** PROBLEM DETAILS **
Lift every line from the entries that includes the word "require".

---------- EXTRACTED ENTRIES ----------

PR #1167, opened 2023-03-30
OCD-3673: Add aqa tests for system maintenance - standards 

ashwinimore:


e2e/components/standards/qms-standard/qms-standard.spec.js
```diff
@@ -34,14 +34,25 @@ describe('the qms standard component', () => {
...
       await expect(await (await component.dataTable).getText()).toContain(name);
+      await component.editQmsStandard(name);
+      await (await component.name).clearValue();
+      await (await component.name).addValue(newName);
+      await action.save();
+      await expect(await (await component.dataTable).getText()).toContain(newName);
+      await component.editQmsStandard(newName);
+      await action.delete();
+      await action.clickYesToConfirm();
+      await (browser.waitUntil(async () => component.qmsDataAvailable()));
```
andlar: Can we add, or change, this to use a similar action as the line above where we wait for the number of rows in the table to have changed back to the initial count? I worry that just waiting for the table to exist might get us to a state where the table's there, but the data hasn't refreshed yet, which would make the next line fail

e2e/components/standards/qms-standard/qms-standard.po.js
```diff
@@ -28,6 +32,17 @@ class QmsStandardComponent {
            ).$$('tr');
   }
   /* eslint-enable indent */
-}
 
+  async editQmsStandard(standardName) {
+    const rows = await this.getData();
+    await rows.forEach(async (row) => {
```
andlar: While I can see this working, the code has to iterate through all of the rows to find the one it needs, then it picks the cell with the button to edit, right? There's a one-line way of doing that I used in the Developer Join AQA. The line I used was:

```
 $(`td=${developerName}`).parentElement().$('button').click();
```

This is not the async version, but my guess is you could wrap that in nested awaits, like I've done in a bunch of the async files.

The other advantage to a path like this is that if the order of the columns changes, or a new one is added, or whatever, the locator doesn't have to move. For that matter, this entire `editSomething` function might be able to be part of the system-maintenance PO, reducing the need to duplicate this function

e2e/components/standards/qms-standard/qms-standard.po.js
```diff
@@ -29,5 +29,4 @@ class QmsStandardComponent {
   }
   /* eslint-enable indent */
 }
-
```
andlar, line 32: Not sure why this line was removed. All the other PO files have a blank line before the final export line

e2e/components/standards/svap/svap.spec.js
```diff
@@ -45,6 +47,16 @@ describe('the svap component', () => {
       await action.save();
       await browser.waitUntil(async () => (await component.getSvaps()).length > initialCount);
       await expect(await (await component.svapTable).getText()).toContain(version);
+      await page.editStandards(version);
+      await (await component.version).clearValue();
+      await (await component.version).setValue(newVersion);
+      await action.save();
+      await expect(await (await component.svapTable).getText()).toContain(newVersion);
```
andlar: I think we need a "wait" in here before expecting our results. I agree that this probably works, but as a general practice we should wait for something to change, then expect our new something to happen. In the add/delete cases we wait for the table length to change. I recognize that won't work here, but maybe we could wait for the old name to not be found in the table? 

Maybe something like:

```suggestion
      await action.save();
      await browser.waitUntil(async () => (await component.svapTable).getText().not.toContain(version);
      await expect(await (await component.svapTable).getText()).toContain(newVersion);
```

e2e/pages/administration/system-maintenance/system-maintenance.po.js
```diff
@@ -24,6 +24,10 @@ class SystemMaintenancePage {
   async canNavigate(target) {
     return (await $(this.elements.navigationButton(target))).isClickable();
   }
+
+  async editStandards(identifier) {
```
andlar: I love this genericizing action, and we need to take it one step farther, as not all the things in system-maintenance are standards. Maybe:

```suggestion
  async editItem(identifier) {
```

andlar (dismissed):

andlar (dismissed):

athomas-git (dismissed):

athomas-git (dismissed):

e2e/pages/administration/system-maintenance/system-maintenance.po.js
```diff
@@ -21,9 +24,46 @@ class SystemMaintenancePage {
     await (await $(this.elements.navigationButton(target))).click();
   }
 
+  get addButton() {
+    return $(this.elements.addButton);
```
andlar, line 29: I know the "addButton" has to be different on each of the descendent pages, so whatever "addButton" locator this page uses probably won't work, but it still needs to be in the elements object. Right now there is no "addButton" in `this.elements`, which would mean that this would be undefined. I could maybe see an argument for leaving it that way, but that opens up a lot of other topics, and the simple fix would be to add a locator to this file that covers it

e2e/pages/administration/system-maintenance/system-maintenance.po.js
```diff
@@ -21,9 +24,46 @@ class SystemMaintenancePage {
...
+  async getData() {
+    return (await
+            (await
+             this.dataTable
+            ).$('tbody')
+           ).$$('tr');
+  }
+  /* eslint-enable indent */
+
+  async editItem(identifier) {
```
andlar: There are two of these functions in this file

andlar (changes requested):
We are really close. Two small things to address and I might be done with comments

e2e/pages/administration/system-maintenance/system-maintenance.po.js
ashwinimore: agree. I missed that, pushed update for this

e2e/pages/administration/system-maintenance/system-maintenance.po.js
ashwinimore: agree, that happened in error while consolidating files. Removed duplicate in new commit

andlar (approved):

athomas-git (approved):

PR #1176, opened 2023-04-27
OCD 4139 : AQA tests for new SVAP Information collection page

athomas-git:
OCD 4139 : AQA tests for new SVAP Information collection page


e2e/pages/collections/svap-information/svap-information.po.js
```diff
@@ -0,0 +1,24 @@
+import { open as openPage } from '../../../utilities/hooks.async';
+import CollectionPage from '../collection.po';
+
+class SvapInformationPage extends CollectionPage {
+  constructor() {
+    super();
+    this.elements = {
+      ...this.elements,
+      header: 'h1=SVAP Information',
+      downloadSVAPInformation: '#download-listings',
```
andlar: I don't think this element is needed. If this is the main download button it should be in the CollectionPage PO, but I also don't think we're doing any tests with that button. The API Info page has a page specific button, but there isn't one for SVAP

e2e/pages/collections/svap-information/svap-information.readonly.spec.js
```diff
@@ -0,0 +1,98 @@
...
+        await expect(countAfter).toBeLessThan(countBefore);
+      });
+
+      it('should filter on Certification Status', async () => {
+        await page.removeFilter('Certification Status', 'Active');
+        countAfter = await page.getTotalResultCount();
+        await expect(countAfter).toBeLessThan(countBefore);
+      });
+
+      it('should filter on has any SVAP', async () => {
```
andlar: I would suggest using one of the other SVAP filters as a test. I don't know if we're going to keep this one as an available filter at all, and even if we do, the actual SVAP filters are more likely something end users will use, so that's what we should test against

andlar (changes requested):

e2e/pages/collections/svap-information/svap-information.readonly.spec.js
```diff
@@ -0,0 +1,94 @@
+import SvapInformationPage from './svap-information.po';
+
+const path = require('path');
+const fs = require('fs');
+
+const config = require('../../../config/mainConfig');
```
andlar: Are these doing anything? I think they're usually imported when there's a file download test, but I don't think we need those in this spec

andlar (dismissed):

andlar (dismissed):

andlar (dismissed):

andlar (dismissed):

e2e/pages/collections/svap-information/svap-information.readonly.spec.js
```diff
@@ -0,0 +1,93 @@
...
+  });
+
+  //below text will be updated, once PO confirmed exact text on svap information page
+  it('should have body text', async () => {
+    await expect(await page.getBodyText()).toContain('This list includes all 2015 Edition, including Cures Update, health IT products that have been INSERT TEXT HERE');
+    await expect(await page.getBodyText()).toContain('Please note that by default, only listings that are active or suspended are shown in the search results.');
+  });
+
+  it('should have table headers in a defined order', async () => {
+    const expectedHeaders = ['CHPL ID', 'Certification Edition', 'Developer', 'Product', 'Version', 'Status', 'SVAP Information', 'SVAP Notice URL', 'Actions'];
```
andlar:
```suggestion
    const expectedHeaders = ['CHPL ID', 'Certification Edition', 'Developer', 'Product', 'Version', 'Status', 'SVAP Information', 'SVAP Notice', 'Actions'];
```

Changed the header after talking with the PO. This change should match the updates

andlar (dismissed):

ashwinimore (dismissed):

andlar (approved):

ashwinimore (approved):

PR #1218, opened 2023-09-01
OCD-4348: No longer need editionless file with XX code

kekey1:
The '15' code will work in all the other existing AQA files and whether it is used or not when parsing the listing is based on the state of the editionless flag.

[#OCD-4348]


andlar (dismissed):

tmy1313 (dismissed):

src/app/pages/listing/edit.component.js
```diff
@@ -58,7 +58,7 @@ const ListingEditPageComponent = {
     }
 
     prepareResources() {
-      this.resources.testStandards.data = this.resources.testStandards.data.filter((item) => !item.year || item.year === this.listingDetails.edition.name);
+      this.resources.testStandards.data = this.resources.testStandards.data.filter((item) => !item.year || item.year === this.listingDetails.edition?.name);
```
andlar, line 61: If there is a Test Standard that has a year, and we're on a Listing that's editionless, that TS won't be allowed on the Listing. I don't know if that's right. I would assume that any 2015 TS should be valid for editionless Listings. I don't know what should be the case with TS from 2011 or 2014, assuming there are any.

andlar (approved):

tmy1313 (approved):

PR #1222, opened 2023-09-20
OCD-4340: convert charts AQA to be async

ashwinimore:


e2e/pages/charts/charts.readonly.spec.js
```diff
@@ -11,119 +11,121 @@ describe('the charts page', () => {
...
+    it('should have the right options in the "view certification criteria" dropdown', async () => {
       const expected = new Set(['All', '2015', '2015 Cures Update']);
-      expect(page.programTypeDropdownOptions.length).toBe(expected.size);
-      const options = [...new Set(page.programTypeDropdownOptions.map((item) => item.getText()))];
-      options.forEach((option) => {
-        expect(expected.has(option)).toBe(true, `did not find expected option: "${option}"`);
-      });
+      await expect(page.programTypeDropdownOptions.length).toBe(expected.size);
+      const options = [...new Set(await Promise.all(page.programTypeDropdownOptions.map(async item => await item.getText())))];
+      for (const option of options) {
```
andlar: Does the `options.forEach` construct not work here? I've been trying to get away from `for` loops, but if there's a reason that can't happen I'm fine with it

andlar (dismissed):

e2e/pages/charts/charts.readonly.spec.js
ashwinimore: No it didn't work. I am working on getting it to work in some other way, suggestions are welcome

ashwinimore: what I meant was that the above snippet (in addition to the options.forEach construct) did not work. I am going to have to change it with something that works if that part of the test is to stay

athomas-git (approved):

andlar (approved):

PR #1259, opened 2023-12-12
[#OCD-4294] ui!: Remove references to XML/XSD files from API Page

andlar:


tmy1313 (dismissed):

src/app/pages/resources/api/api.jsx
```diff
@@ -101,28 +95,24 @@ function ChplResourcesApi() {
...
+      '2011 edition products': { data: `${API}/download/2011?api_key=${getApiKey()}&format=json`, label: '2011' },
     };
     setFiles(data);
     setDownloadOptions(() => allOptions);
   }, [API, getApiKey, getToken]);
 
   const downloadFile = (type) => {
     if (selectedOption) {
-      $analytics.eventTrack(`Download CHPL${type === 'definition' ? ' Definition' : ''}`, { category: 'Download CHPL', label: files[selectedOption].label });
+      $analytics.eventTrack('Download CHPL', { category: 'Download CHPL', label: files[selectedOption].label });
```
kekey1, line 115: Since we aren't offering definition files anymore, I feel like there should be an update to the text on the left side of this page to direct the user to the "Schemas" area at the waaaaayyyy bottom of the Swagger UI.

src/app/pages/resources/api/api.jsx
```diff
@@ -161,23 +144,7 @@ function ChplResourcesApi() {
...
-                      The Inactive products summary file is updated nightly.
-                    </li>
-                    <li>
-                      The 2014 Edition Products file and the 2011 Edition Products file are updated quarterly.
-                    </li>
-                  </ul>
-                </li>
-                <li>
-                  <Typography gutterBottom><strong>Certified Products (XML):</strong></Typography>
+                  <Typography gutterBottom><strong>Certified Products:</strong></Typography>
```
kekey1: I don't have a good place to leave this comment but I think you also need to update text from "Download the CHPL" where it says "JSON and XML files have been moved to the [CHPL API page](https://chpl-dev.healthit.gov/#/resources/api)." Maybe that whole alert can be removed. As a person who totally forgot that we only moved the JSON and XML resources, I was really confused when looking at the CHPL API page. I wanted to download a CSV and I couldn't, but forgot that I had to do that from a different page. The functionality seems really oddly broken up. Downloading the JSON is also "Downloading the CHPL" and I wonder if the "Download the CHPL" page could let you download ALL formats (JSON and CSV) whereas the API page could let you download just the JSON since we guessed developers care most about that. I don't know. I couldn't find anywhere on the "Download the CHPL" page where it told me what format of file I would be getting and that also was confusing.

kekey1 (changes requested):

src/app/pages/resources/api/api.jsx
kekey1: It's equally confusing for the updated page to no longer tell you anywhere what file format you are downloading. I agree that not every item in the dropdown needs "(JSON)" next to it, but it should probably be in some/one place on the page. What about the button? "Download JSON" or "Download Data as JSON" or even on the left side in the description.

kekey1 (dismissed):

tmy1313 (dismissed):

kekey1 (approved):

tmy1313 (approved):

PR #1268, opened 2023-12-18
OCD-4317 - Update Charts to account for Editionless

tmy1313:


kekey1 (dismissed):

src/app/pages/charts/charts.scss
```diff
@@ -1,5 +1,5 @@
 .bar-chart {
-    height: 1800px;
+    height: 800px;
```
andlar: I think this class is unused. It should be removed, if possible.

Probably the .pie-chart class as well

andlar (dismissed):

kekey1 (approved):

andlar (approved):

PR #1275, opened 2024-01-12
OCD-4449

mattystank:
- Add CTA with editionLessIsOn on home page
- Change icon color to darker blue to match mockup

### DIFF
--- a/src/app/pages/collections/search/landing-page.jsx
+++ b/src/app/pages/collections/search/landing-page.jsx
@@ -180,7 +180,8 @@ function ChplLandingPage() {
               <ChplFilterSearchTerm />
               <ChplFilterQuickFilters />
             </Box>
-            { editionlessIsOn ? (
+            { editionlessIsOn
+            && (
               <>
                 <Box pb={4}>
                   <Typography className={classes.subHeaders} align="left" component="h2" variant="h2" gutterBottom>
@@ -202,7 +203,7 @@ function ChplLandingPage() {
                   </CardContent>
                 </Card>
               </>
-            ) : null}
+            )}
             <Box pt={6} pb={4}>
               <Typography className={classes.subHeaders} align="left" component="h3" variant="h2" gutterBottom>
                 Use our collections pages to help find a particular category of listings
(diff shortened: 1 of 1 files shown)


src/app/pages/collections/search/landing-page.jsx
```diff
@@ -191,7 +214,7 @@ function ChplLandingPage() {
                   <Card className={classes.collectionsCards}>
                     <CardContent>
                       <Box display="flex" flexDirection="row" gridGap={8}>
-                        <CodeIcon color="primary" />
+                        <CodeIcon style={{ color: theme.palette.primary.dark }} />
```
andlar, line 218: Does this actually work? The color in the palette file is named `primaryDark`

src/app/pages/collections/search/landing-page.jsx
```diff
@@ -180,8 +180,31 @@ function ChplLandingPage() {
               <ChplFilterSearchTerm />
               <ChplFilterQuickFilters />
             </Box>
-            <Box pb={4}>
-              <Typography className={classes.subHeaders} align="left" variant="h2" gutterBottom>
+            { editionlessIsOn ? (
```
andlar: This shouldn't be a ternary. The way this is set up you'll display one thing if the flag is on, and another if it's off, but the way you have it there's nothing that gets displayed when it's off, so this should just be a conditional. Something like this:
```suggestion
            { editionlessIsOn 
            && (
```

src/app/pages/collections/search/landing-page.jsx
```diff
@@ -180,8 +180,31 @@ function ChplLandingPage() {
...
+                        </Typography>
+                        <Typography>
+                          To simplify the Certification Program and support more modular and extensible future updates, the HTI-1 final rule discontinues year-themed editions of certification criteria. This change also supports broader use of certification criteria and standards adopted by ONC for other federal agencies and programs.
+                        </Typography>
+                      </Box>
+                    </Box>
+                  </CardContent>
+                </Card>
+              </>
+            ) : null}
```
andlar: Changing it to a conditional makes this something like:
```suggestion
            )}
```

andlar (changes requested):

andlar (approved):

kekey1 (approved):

----------

** PROBLEM SOLUTION **
+const path = require('path');
+const fs = require('fs');
+const config = require('../../../config/mainConfig');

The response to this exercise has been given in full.